Speech Prosody 2010
Chicago, IL, USA
The HMM-based speech synthesis system can produce high quality synthetic speech with flexible modeling of spectral and prosodic parameters. In this approach, short term spectra, fundamental frequency (F0) and duration are generated by multi-stream HMMs separately. However the quality of synthetic speech degrades when feature vectors used in training are noisy. Among all noisy features, pitch tracking errors and corresponding flawed voiced/unvoiced (VU) decisions are the two key factors in voice quality problems. Pitch tracking errors occur more often in Mandarin vowels of Tone 3 and Tone 4, because the pitch of these vowels can be very low and sometimes treated as aperiodic signal. On the other hand, F0 values in unvoiced regions, such as consonants, are normally defined as unavailable; it is then impossible to use standard HMMs for F0 modeling. Currently a preferred method to solve this is to use a multi-space distribution HMM (MSDHMM). In this approach, discrete distributions are used for modeling the VU decision and continuous Gaussian distributions are used for F0 modeling within the voiced regions. Due to this assumption of undefined F0 values in unvoiced regions and the special structure of MSDHMM, the generated F0 values are limited in accuracy. In this paper, an F0 generation process model is used to estimate F0 values in the region of pitch tracking errors, as well as in unvoiced regions.
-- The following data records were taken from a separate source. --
PR #4420, opened 2024-08-09
Cache rebac

bigglesandginger:
# Description

Add caching to rebac in a hope to balance the hope that calling SpiceDB and Keycloak is a serious bottleneck against the need to refresh the data from the primary source as users get added to the system outside of the app.

Caffeine cache is used as it provides TTL (time to live) details which regular Spring annotation caching does not (bizarre and the reasons given are weak at best).

Resolves #(issue)


dvince2 (approved):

A prior knowledge of VU is imposed in each Mandarin phoneme and then used for VU decision. Thus the F0 can be modeled within the standard HMM framework. Index Terms: Mandarin speech synthesis, Generation process model, F0 contour, HMM-based speech synthesis
Bibliographic reference. Wang, Miaomiao / Hirose, Keikichi / Minematsu, Nobuaki (2010): "Generation of fundamental frequency contours of Mandarin in HMM-based speech synthesis using generation process model", In SP-2010, paper 098.